Clustering The Microsoft Clustering algorithm is a segmentation algorithm provided that uses iterative techniques to group data cases into clusters that contain similar characteristics. These groupings are useful for exploring data, identifying anomalies in the data, and creating predictions. Clustering models identify relationships in a dataset that might not be derived logically through normal observation. The Microsoft Clustering algorithm first identifies relationships in a dataset and generates a series of clusters based on those relationships. A scatter plot is a useful way to visually represent how the algorithm groups data, as shown in the following diagram. Figure 4 . Cluster groups diagram.
Neural Network The Microsoft Neural Network algorithm creates classification and regression mining models by constructing a Multilayer Perceptron network of neurons. In this Multilayer Perceptron network, each neuron receives one or more inputs and produces one or more identical outputs. Similar to the Microsoft Decision Trees algorithm, the Neural Network algorithm calculates probabilities for each possible state of the input attribute when given each state of the predictable attribute. These probabilities can be used to predict an outcome of the predicted attribute, based on the input attributes.

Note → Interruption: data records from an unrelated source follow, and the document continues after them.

PR #710, opened 2026-02-03
replay: switch incompatible banks on ParentReady

AshwinSekar:
#### Problem
We need to switch out banks for duplicate block scenarios.
From talking to Kobi the final rules we decided on are:
> Whenever I emit a ParentReady event for some parent-block b, I can interrupt execution/delete Banks on hand that prevent executing b, and commence executing the branch leading down to b.

> About finalization fixing: check the highest slot for which we have finalized anything, then don’t switch for lower/equal slots

Full doc https://docs.google.com/document/d/1s0ToP6JvkDjdY5SGffyxThEWq4_92-6tpyiAZsh_cv0/edit?tab=t.0

#### Summary of Changes
Implement switching logic on ParentReady filtered by highest finalization.

First commit is impl, second and third are for setting up a basic equivocation test

### DIFF
--- a/core/src/replay_stage.rs
+++ b/core/src/replay_stage.rs
@@ -718,7 +718,7 @@ impl ReplayStage {
                 unfrozen_gossip_verified_vote_hashes,
                 epoch_slots_frozen_slots,
             };
-            let mut pending_switches = HashMap::new();
+            let mut pending_switch = None;
 
             let (working_bank, in_vote_only_mode) = {
                 let r_bank_forks = bank_forks.read().unwrap();
@@ -886,7 +886,7 @@ impl ReplayStage {
                     Self::process_switch_bank_events(
                         &my_pubkey,
                         &switch_bank_receiver,
-                        &mut pending_switches,
+                        &mut pending_switch,
                         &blockstore,
                         &bank_forks,
                         &mut progress,
@@ -2134,7 +2134,7 @@ impl ReplayStage {
             .expect("must exist based on earlier check");
     }
 
-    /// Process switch block events from votor or replay.
+    /// Process switch block events from votor
     ///
     /// When receiving a switch request for block b we attempt to switch out the bank in slot(b)
     /// for b if the bank in slot(b) does not match the block id for b.
@@ -2145,42 +2145,41 @@ impl ReplayStage {
     ///
     /// Then to perform the switch for b and all of its ancestors identified above we:
     /// - Clear the existing bank (if one exists) in the slot from bank forks and progress
-    /// - Use `blockstore::switch_block_from_alternate` to atommically switch the shreds fetched
+    /// - Use `blockstore::switch_block_from_alternate` to atomically switch the shreds fetched
     ///   by informed repair into the original column
     ///
     /// At this point generate_new_bank_forks can replay the fork up to b
     ///
-    /// If there are multiple switch requests for a slot, we use the newest one.
+    /// We only care about the latest switch event. When deferring while waiting for repair we store
+    /// this in `pending_switch`
     fn process_switch_bank_events(
         my_pubkey: &Pubkey,
         switch_bank_receiver: &SwitchBankEventReceiver,
-        pending_switches: &mut HashMap<Slot, Hash>,
+        pending_switch: &mut Option<(Slot, Hash)>,
         blockstore: &Blockstore,
         bank_forks: &RwLock<BankForks>,
         progress: &mut ProgressMap,
     ) {
         let root = bank_forks.read().unwrap().root();
 
-        switch_bank_receiver
-            .try_iter()
-            .for_each(|switch_bank_event| {
-                let (slot, block_id) = switch_bank_event.block();
-                if slot <= root {
-                    return;
-                }
+        if let Some(switch_bank_event) = switch_bank_receiver.try_iter().last() {
+            let (slot, block_id) = switch_bank_event.block();
+            if slot <= root {
+                return;
+            }
 
-                // Overwrite any pending switches, later switches take precedence
-                if let Some(prev_block_id) = pending_switches.insert(slot, block_id) {
-                    info!(
-                        "{my_pubkey}: Overwriting previous switch request in {slot} for \
-                         {prev_block_id:?} to {block_id}"
-                    );
-                } else {
-                    info!("{my_pubkey}: Adding switch request in {slot} to {block_id}");
-                }
-            });
+            // Overwrite the pending switch, later switches take precedence
+            if let Some(prev_switch_request) = pending_switch.replace((slot, block_id)) {
+                info!(
+                    "{my_pubkey}: Overwriting previous switch request {prev_switch_request:?}
+                         with (slot, {block_id})"
+                );
+            } else {
+                info!("{my_pubkey}: Received switch request in {slot} to {block_id}");
+            }
+        };
 
-        pending_switches.retain(|slot, block_id| {
+        *pending_switch = pending_switch.filter(|(slot, block_id)| {
             if bank_forks.read().unwrap().block_id(*slot) == Some(*block_id) {
                 // Nothing to switch
                 return false;
--- a/local-cluster/tests/local_cluster.rs
+++ b/local-cluster/tests/local_cluster.rs
@@ -6261,6 +6261,7 @@ fn test_alpenglow_basic_equivocation() {
     a_validator_config.repair_handler_type = RepairHandlerType::Malicious(MaliciousRepairConfig {
         bad_shred_slot_frequency: Some(2),
         bad_shred_index_frequency: Some(32), // Only equivocate for indices where index % 32 == 0
+        slot_range: Some((0, 50)),           // Only for the first 50 slots
     });
 
     // Cluster config
@@ -6286,6 +6287,8 @@ fn test_alpenglow_basic_equivocation() {
     let cluster = LocalCluster::new_alpenglow(&mut cluster_config, SocketAddrSpace::Unspecified);
 
     // Ensure all nodes are rooting
+    // Although the low staked node might be behind while the leader is equivocating,
+    // once the leader stops equivocating it will be able to catch up
     cluster.check_for_new_roots(
         32,
         "test_alpenglow_basic_equivocation",
--- a/core/src/repair/malicious_repair_handler.rs
+++ b/core/src/repair/malicious_repair_handler.rs
@@ -21,6 +21,8 @@ pub struct MaliciousRepairConfig {
     pub bad_shred_slot_frequency: Option<Slot>,
     /// If set, respond maliciously for shred indices where `index % frequency == 0`
     pub bad_shred_index_frequency: Option<u64>,
+    /// If set, only respond maliciously for slots within this range (inclusive)
+    pub slot_range: Option<(Slot, Slot)>,
 }
 
 pub struct MaliciousRepairHandler {
@@ -49,6 +51,12 @@ impl MaliciousRepairHandler {
 
     /// Check if we should respond maliciously for this slot and shred index
     fn should_respond_maliciously(&self, slot: Slot, shred_index: u64) -> bool {
+        if let Some((start, end)) = self.config.slot_range {
+            if slot < start || slot > end {
+                return false;
+            }
+        }
+
         let slot_matches = self
             .config
             .bad_shred_slot_frequency


core/src/replay_stage.rs
```diff
@@ -857,28 +883,21 @@ impl ReplayStage {
...
                         &mut progress,
                     );
-                }
 
-                let forks_root = bank_forks.read().unwrap().root();
-                if !migration_status.is_alpenglow_enabled() {
+                    // Banks might have been switched above, these maps are no longer accurate
+                    drop(ancestors);
+                    drop(descendants);
+                } else if !migration_status.is_alpenglow_enabled() {
```
AshwinSekar: reordered so i could `else if` here as ancestors / descendants are no longer accurate so they need to be dropped

core/src/replay_stage.rs
```diff
@@ -4849,6 +4992,15 @@ impl ReplayStage {
                         continue;
                     }
 
+                    if Some(parent_meta.parent_block_id) != parent_bank.block_id()
```
AshwinSekar, line 4995: this is the AG equivalent of https://github.com/solana-foundation/solana-improvement-documents/pull/340

we'll still do 340 to help out firedancer but here in AG we can just validate the DMR matches what's in the header / update parent

ledger/src/blockstore.rs
```diff
@@ -1949,6 +1976,84 @@ impl Blockstore {
...
+            shreds,
+            None, // leader_schedule
+            true, // is_trusted
+            None, // should_recover_shreds
+            &mut BlockstoreInsertionMetrics::default(),
+        )
+        .expect("Blockstore insertion must succeed");
+    }
+
+    /// Switch the block in `slot` from an alternate location to the original location.
```
AshwinSekar, line 2006: I just did the simplest thing to switch banks in this hopefully never used scenario - copy the shreds.

We can of course replay from the alternate shred column directly but it requires a little more complexity:
- Modifying slot meta chaining to be aware of alt columns
- Changing generate_new_bank_forks / bank to be column aware
- Update blockstore_processor to replay entries from alt column
- RPC & ledger tool to serve data from alt columns.

I think for V1 we just do the dumbest thing and in the future revisit

local-cluster/tests/local_cluster.rs
```diff
@@ -6216,6 +6219,82 @@ fn test_alpenglow_imbalanced_stakes_catchup() {
     );
 }
 
+/// We start 2 nodes, where the first node A holds 90% of the stake.
+/// B has turbine disabled, and receives duplicate blocks through eager repair.
+/// However, through informed repair it is able to repair the correct blocks and keep up with A.
+#[test]
+#[serial]
+fn test_alpenglow_basic_equivocation() {
```
AshwinSekar, line 6227: super simple test that serves duplicate shreds via eager repair.

I did have a more complex test https://github.com/AshwinSekar/alpenglow/commit/7d8122a90610f3426aa4c93a2462ea9041b210d9#diff-5e9f940ea065adfd3066ef0d8ef0cfb5029b5ba478d96fb484b36954e464505cR6307

But unlike the simple test this requires multiple nodes to vote for consensus to progress. Test ended up being flaky because eager repair is too slow sometimes for the skip timeout.

I am working on a malicious broadcast impl instead which should work but I think it's probably best to just defer to internal test cluster for the complex tests - dunno if i should merge a *working* malicious broadcaster

core/src/validator.rs
```diff
@@ -266,6 +266,46 @@ pub struct GeneratorConfig {
...
+#[derive(Clone, Copy, Debug, Default, PartialEq, Eq)]
+#[repr(u8)]
+pub enum TurbineMode {
+    /// Normal operation - turbine and repair both enabled
+    #[default]
+    Enabled = 0,
+    /// Turbine disabled but repair still works (for equivocation tests)
+    TurbineDisabled = 1,
+    /// Both turbine and repair disabled (for partition tests)
+    TurbineAndRepairDisabled = 2,
```
AshwinSekar, line 279: this is the default behavior of the current atomic bool, however for the equivocation test we need repair to work so split this out.

existing tests all use TurbineAndRepairDisabled.

core/src/replay_stage.rs
```diff
@@ -822,7 +828,26 @@ impl ReplayStage {
                     migration_status.as_ref(),
                     &votor_event_sender,
                 );
+                replay_active_banks_time.stop();
```
bw-solana, line 831: bit of a re-definition on what replaying active banks means, but I'm fine with it

core/src/replay_stage.rs
```diff
@@ -822,7 +828,26 @@ impl ReplayStage {
...
                 let did_complete_bank = !new_frozen_slots.is_empty();
+
+                // Check if we've completed the migration conditions
+                if migration_status.is_ready_to_enable() {
```
bw-solana, line 835: is this tied to the switching banks changes or was this just a latent bug to not check migration status before handling alpenglow things?

core/src/replay_stage.rs
bw-solana: can this not just be an else?

core/src/replay_stage.rs
```diff
@@ -857,28 +882,21 @@ impl ReplayStage {
...
                         progress.handle_new_root(&bank_forks_r);
                     }
-                }
-                replay_active_banks_time.stop();
 
-                // Check if we've completed the migration conditions
-                if migration_status.is_ready_to_enable() {
-                    Self::enable_alpenglow(
-                        &exit,
+                    Self::process_switch_bank_events(
```
bw-solana, line 886: maybe we should have this return a bool to indicate if banks were switched. Could then tuck the drops in an if conditional on this return value

core/src/replay_stage.rs
```diff
@@ -4781,6 +4923,7 @@ impl ReplayStage {
         }
     }
 
+    #[allow(clippy::too_many_arguments)]
```
bw-solana: delete?

core/src/replay_stage.rs
```diff
@@ -4849,6 +4992,15 @@ impl ReplayStage {
                         continue;
                     }
 
+                    if Some(parent_meta.parent_block_id) != parent_bank.block_id()
+                        // Genesis doesn't have a block id
+                        && parent_slot != 0
+                    {
+                        // There were duplicate blocks in this slot and we have the wrong one replayed
+                        // Do not continue down this fork
```
bw-solana, line 5000: expectation is that votor/event handler will observe votes and kick off any necessary repair to get block IDs matching, right? Might be nice to indicate that in comment here

core/src/tvu.rs
```diff
@@ -403,6 +403,9 @@ impl Tvu {
             completed_slots_receiver,
         };
 
+        // Create switch block event channel for ReplayStage
+        let (switch_bank_sender, switch_bank_receiver) = bounded(100);
```
bw-solana, line 413: I'm assuming 100 is small enough while being way overprovisioned. Might be nice to add a comment here or make constant and comment near the constant

core/src/tvu.rs
```diff
@@ -475,7 +478,7 @@ impl Tvu {
             rpc_subscriptions: rpc_subscriptions.clone(),
             consensus_metrics_sender,
             migration_status: migration_status.clone(),
-            highest_finalized,
+            highest_finalized: highest_finalized.clone(),
```
bw-solana: need clone?

ledger/src/blockstore/blockstore_purge.rs
```diff
@@ -143,12 +143,28 @@ impl Blockstore {
...
+        self.purge_slot_cleanup_chaining_impl(slot, /* keep_alt_columns */ false)
+    }
+
+    /// Like `purge_slot_cleanup_chaining` but preserves alternate block columns.
+    /// Used when switching from an alternate block to allow repair data to be retained.
+    pub(crate) fn purge_slot_cleanup_chaining_keep_alt(&self, slot: Slot) -> Result<bool> {
+        self.purge_slot_cleanup_chaining_impl(slot, /* keep_alt_columns */ true)
+    }
+
+    fn purge_slot_cleanup_chaining_impl(&self, slot: Slot, keep_alt_columns: bool) -> Result<bool> {
```
bw-solana: I think this is more human readable if we flip the polarity:
`keep_alt_columns` --> `purge_alt_columns`

ledger/src/blockstore.rs
bw-solana: I think this should be okay... as you mentioned, should be extremely rare, so a little performance hiccup is fine-ish.

I'm slightly worried about holding the lock for a long time. Worst case, we're copying 32k shreds or 32MB of data x2 (once for orig, once for alt). The shred insertion pipe is stalled during this time, but shouldn't take more than milliseconds to do the fully copies

ledger/src/blockstore.rs
```diff
@@ -1949,6 +1976,84 @@ impl Blockstore {
...
+        assert!(
+            !matches!(location, BlockLocation::Original),
+            "Cannot switch from Original location"
+        );
+
+        let lock = self.insert_shreds_lock.lock().unwrap();
+
+        // 1. Backup the original block if needed
+        if let Some(dmr) = self.get_double_merkle_root(slot, BlockLocation::Original) {
+            let backup_location = BlockLocation::Alternate { block_id: dmr };
```
bw-solana, line 2026: we effectively have infinite `Alternate` locations, right? Because we index by slot+block_id. Just double checking there's no real space constraint here

ledger/src/blockstore.rs
```diff
@@ -1949,6 +1976,84 @@ impl Blockstore {
...
+            if self.get_double_merkle_root(slot, backup_location).is_none() {
```
bw-solana, line 2027: this could only be some if we're flipping back and forth or something, right?

ledger/src/blockstore.rs
```diff
@@ -1949,6 +1976,84 @@ impl Blockstore {
...
+        // 3. Copy shreds from alternate location to original
+        let alt_meta = self
+            .meta_from_location(slot, location)
+            .expect("Database read failed")
+            .expect("Alternate slot must have SlotMeta");
+        assert!(alt_meta.is_full(), "Alternate slot must be full");
+
+        self.copy_shreds_locked(&lock, slot, location, BlockLocation::Original);
+
+        // Verify the switch was successful
```
bw-solana: nit: `// 4.`

ledger/src/blockstore.rs
```diff
@@ -1949,6 +1976,84 @@ impl Blockstore {
...
+    }
+
+    /// Switch the block in `slot` from an alternate location to the original location.
+    /// This atomically:
+    /// 1. Back up the original column data if it's a valid block that we don't have
+    /// 2. Purges the original column data while preserving alternate columns
+    /// 3. Copies shreds from the alternate location to the original location
+    ///
+    /// Holds `insert_shreds_lock` for the entire operation.
+    pub fn switch_block_from_alternate(&self, slot: Slot, location: BlockLocation) {
```
bw-solana: nit: s/location/from_location/

ledger/src/blockstore.rs
```diff
@@ -3226,6 +3338,40 @@ impl Blockstore {
...
+    /// Gets all data shreds for a slot from the specified location.
+    /// Returns shreds in index order starting from `start_index`.
+    pub fn get_data_shreds_for_slot_from_location(
+        &self,
+        slot: Slot,
+        start_index: u64,
+        location: BlockLocation,
+    ) -> Result<Vec<Shred>> {
+        let Some(index) = self.get_index_from_location(slot, location)? else {
+            return Ok(Vec::new());
```
bw-solana, line 3345: Is this a valid scenario? Do we expect this API to be called before having all (or any?) shreds?

ledger/src/blockstore.rs
```diff
@@ -3226,6 +3338,40 @@ impl Blockstore {
...
+        };
+
+        index
```
bw-solana: should be able to pre-allocate a vec here. I believe the index has shred count.

of course, hopefully this is rare enough that we don't need it to be performant 😆

core/src/replay_stage.rs
```diff
@@ -2116,6 +2134,130 @@ impl ReplayStage {
             .expect("must exist based on earlier check");
     }
 
+    /// Process switch block events from votor or replay.
+    ///
+    /// When receiving a switch request for block b we attempt to switch out the bank in slot(b)
+    /// for b if it the bank in slot(b) does not match the block id for b.
```
bw-solana: nit: delete 'it'

core/src/replay_stage.rs
```diff
@@ -2116,6 +2134,130 @@ impl ReplayStage {
...
+    ///
+    /// When we need to switch a bank b, we first defer until we've repaired the ancestory of b:
+    /// - We must have block b and all of its ancestors up to any ancestor we've already replayed
+    /// - If no ancestor is replayed and it links back <= root, we can ignore this request
+    ///
+    /// Then to perform the switch for b and all of its ancestors identified above:
+    /// 1. If the existing turbine block in the slot is full, backup in Alternate column
+    /// 2. Purge any existing bank in the slot and clear the shreds from the turbine column
+    /// 3. Copy shreds from the Alternate column of the requested block to the Original column
```
bw-solana: redundant with the information in the blockstore comment. Can probably point to that function or leave out the details here

core/src/replay_stage.rs
```diff
@@ -2116,6 +2134,130 @@ impl ReplayStage {
...
+    ) {
+        let root = bank_forks.read().unwrap().root();
+
+        switch_bank_receiver
+            .try_iter()
+            .for_each(|switch_bank_event| {
+                // Overwrite any pending switches, later switches take precedence
+                let (slot, block_id) = switch_bank_event.block();
+                if slot <= root {
+                    return;
```
bw-solana: `continue`?

core/src/replay_stage.rs
```diff
@@ -2116,6 +2134,130 @@ impl ReplayStage {
...
+        blockstore: &Blockstore,
+        bank_forks: &RwLock<BankForks>,
+        progress: &mut ProgressMap,
+    ) {
+        let root = bank_forks.read().unwrap().root();
+
+        switch_bank_receiver
+            .try_iter()
+            .for_each(|switch_bank_event| {
+                // Overwrite any pending switches, later switches take precedence
```
bw-solana: this comment would probably be better down below (immediately above the insert)

core/src/replay_stage.rs
```diff
@@ -2116,6 +2134,130 @@ impl ReplayStage {
...
+                        "{my_pubkey}: Overwriting previous switch request in {slot} for \
+                         {prev_block_id:?} to {block_id}"
+                    );
+                } else {
+                    info!("{my_pubkey}: Adding switch request in {slot} to {block_id}");
+                }
+            });
+
+        pending_switches.retain(|slot, block_id| {
+            if bank_forks.read().unwrap().block_id(*slot) == Some(*block_id) {
```
bw-solana, line 2183: I guess we should only have a couple entries here at a given time, but the rapid read lock acquisition here is... not my favorite

core/src/replay_stage.rs
```diff
@@ -2116,6 +2134,130 @@ impl ReplayStage {
...
+                return false;
+            }
+
+            // Check if we have received the block and all of its ancestors and collect the ones we
+            // need to switch out
+            let mut ancestor_slot = *slot;
+            let mut ancestor_block_id = *block_id;
+            let mut blocks_to_switch = vec![];
+            loop {
+                if ancestor_slot <= root {
```
bw-solana, line 2194: < makes sense here.

But `if `ancestor_slot` == root` and `blocks_to_switch` is non-empty, don't we want to just `break` here?

AshwinSekar: the loop has a little bit of a confusing flow (suggestions appreciated):
- On the first iteration if `slot == ancestor_slot == root` then we should ignore this request as it is an outdated attempt to switch out the root
- If we are actually traversing (`blocks_to_switch` is non-empty), notice that we only traverse if the condition on line 2221 is false. This means that `ancestor_slot == root` is not currently replayed in bank forks
  - In this case we are attempting to switch a fork that would end up switching out the root, so we should also ignore this request

The loop kind of has a structure of a more traditional `do while` loop where we only traverse until we have an ancestor replayed. When we get to the condition `ancestor_slot <= root` we know that block we want to switch in `ancestor_slot` is not replayed. So if it equals the root then we should ignore this request.

core/src/replay_stage.rs
AshwinSekar: yeah agreed. if you think it's worthwhile I can set up a cache similar to https://github.com/anza-xyz/agave/blob/master/runtime/src/bank_hash_cache.rs to avoid grabbing this read lock as frequently.

We should be grabbing the write lock roughly every 400ms, and *hopefully* only checking this read lock once every 1.6 seconds (one parent ready per leader window) so I figured it's fine to not cache, however i don't mind creating the simple cache.

core/src/replay_stage.rs
AshwinSekar: it's actually a return since we're inside a `for_each`

ledger/src/blockstore.rs
AshwinSekar: yep the more likely case is:
- we received garbage mixed shreds during turbine / eager repair
- this will set the blockstore.is_dead to true and *NOT* insert the shreds and fill out the DMR 
- thus we'll skip this backup step

In the rare case we received a coherent block and need to switch it out, this optimization is to avoid having to repair again if we need to switch back and forth later.

If you think it's overkill i'm fine omitting it

ledger/src/blockstore.rs
AshwinSekar: yep there's no explicit restriction on the # of `Alternate` locations in the code. 

If you check the doc from the PR description, Kobi was kind enough to write a proof on the upper bound of blocks we'd need to repair and thus a bound on the `Alternate` locations, so don't have to worry about any attack vectors trying to fill up this column

AshwinSekar: Adding https://github.com/anza-xyz/alpenglow/issues/722 so we can be notified if there's any bugs that cause us to repair more than 11 blocks in a slot

core/src/replay_stage.rs
AshwinSekar: The drops here are legacy mimicking the existing drops in replay stage after maybe_start_leader / dump_and_repair

They're a warning so that we don't accidentally add code past this. The idea is that switch_bank_events should be the last logic thing in the replay loop, I don't think we need to tuck in the drops but perhaps if we have some crazy use case in the future we can rework.

core/src/replay_stage.rs
AshwinSekar: no bug, just reordered it because i think it's cleaner:
(1) Check if we're ready to enable and potentially enable alpenglow
(2) if alpenglow -> ...
(3) if !alpenglow -> ...

Previously we had (1) and (2) switched which is kind of weird

core/src/replay_stage.rs
AshwinSekar: yeah just putting this back to how it was pre Alpenglow, replay_active_banks should just measure actual replay time.

I messed it up when initially adding the alpenglow stuff.

ledger/src/blockstore.rs
AshwinSekar: Yeah i'm hoping that copy is pretty fast. If leader submits duplicate blocks and is this successful such that we require a lot of switches, consensus is pretty stalled anyway for a bit.

Either way I'll add some metrics so we can get a gauge on things during testing https://github.com/anza-xyz/alpenglow/issues/723

core/src/replay_stage.rs
AshwinSekar: yeah d'oh 😅 
https://github.com/anza-xyz/alpenglow/pull/710/commits/a70c4da28f4611a5592a1bfb7b093ecf4774fe8d

core/src/replay_stage.rs
AshwinSekar: yep good catch https://github.com/anza-xyz/alpenglow/pull/710/commits/4f4f62a387f10a885cb5e4471597f2e6b9bccd69

core/src/replay_stage.rs
AshwinSekar: Yep that's correct, clairfied here
https://github.com/anza-xyz/alpenglow/pull/710/commits/b5fd8da63fb4b5d098ba1d42c5b577c5a3994a78

core/src/tvu.rs
AshwinSekar: Yep good call I added a comment here https://github.com/anza-xyz/alpenglow/pull/710/commits/5bc9e9205ebea3fc4e48c72da113ae56e6870c19

core/src/tvu.rs
AshwinSekar: 🤦 yeah we don't. Been using my clanker to do the boilerplate plumbing of things I need to the actual logic i implement. For whatever reason it's very clone happy haha. 

https://github.com/anza-xyz/alpenglow/pull/710/commits/0c99b4b393e307beef713431e105e87d1c2cab84

ledger/src/blockstore/blockstore_purge.rs
AshwinSekar: done https://github.com/anza-xyz/alpenglow/pull/710/commits/b3327d4b6a78030d62792b10ce7729da3fc91762

ledger/src/blockstore.rs
AshwinSekar: https://github.com/anza-xyz/alpenglow/pull/710/commits/638c5a4bd63be14472e9e548e6e27b2ef85b03e8

ledger/src/blockstore.rs
AshwinSekar: yeah good call, I also realized I should be just using the rocksdb iterator as it's better for performance https://github.com/anza-xyz/alpenglow/pull/710/commits/ee3dbdea7b37aef2c9778118fb0cf1374a773ae4

ledger/src/blockstore.rs
AshwinSekar: I think this is generic enough that it could be used elsewhere in the future. I'm not opposed to returning SlotUnavailable if you prefer

for the scope of this PR we check that the slot is full before we call it

core/src/replay_stage.rs
AshwinSekar: yeah good call https://github.com/anza-xyz/alpenglow/pull/710/commits/b2c15db29145a897aed2bb2bbd67a8da4ac5e1db

core/src/replay_stage.rs
AshwinSekar: https://github.com/anza-xyz/alpenglow/pull/710/commits/b2c15db29145a897aed2bb2bbd67a8da4ac5e1db

core/src/replay_stage.rs
AshwinSekar: done https://github.com/anza-xyz/alpenglow/pull/710/commits/b2c15db29145a897aed2bb2bbd67a8da4ac5e1db

ledger/src/blockstore.rs
bw-solana: I think it's fine 👍

core/src/replay_stage.rs
bw-solana: we've got enough to do, can punt on it

core/src/replay_stage.rs
bw-solana: I see.. the case I'm describing is impossible because we will hit the break down below, right?

bw-solana: Tucking your comment inside this if conditional would probably help:
```rust
if ancestor_slot <= root {
    // This is either (1) an outdated attempt to switch out the
    // root or (2) attempt to switch to a fork that would end up
    // switching out the root, so we should ignore
    return false;
}
```

AshwinSekar: > I see.. the case I'm describing is impossible because we will hit the break down below, right?

yep exactly, if it actually links to the version of `root` that we have replayed, we'll hit the break and perform the switch. this return false is only if it links to an alternate block in slot `root`

bw-solana (dismissed):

Analysis The relationship between common sizes and geometric shapes of concrete, steel, timber and masonry residential building, gravity and lateral resistive systems, the intensity of storm, and the degree of damages can be analyzed using the data mining models techniques to provide supportive damage prediction system. The output prediction vector is based on the damage categories specified by FEMA320. These categories are modified to include the distinction between envelope and structural damages . In contrast to FEMA320, ten damage categories are proposed in this study: (1)- Minimal: No real structural damage is done. Minor building envelope damages may occur (less than 5%). (2)- Low Moderate: 6%-10% Roof and other envelope components are damaged. (3)- Moderate: 11%-20% Roof and other envelope components are damaged.

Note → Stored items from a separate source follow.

PR #182, opened 2024-11-05
Fixed NOW-207

AustinChangLinksys:
- Revert check internet connection on PnP
- Add MAC and IP check on dhcp reservations
- Fixed error response when set wan type as PPTP or L2TP


PeterJhongLinksys (approved):
Looks good.

PR #191, opened 2024-11-22
Fix issues on local network and internet settings

PeterJhongLinksys:
[NOW-274]: Local Network: When changing the host name and adding a DH…CP reservation at the same time, the DHCP reservation is not saved

[NOW-224]: Local Network: It should prompte the user  that the router was not found after changing the DUT IP address

[NOW-278]: Local Network: The local IP address cannot be changed when there is a DHCP reservation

(4)- High Moderate: more than 20% Roof and other envelope components are damaged. (5)- Low Extensive: less than 10% Structural damage is done along with damages to envelope. (6)- Extensive: less than 20% Structural damage is done along with damages to envelope. (7)- Low Extreme: Extensive damage is done to many envelope components ( 21% - 30%) accompanied by structural damages (21% - 30%) (8)- Extreme: Extensive damage is done to many envelope components (31% - 50%) accompanied by structural damages (31% - 50%) that may result in complete building failure. (9)- Very Extreme: Extensive damage is done to many envelope components (51% - 60%) accompanied by structural damages (51% - 60%) that may result in complete building failure. (10)- Catastrophic : Envelope damage is extensive and widespread (> 60%). Structural damage is considerable and there are complete to near complete buildings failure.

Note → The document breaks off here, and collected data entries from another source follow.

PR #193, opened 2024-11-25
- import locs from legacy UI and Apps

AustinChangLinksys:
- import locs from legacy UI and Apps


PeterJhongLinksys (approved):
Looks good.

PR #203, opened 2024-11-29
[NOW-253] Fixed the incorrect number of displaying node status right after updating firmware versions

HankYuLinksys:


AustinChangLinksys (approved):
Looks good to me

PR #205, opened 2024-12-04
[NOW-253] more fix

HankYuLinksys:
Fixed: Only one master node status is displayed on the list view after updating the firmware version


AustinChangLinksys (approved):
Looks good to me

PR #209, opened 2024-12-05
Fix issues

PeterJhongLinksys:
[NOW-345]: Internet Settings: The domain name should not be editable when connection type is PPTP

[NOW-330]: [External speed test] Mobile user might can't click options on External Speed Test page

[NOW-240]: When adding a new node and a new node isn't found, do not display router.

[NOW-138]: [Instant-Devices] Filter criteria doesn't contain [By WiFi].


AustinChangLinksys (approved):
Looks good to me

PR #216, opened 2024-12-12
Now-361

PeterJhongLinksys:
1. [NOW-361]: [Advanced Settings_UX]Local Network_Change LAN IP to different subnet Ip from the DHCP server, [Save] button is disabled.

2. Show ipv6 address if there is no ipv4 address in instant device page

3. Hide the 'Reserve Ip' button if there is no ipv4 address in device detail page


AustinChangLinksys (approved):
Looks good to me

PR #221, opened 2024-12-18
NOW-349: [No Internet] Page with no functional banner after config

AustinChangLinksys:
- Mark all troubleshooting pages as noNaviRail = true


HankYuLinksys (approved):
Looks good!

CONCLUSIONS The relationship between windstorm and building damages sited raises many uncertainties about current building design and construction practices. Application of Data Mining Techniques provide a supportive tool to handle uncertainty and discover hidden relationships and rules that assist in classifying, predicting and associating different building damages and windstorm patterns. The system could also be instrumental in updating Building Codes and standard. From the severity of destructions shown in recent hurricanes and tornadoes, it is apparent that Building Codes and Standards need to re-address windstorm resistive systems.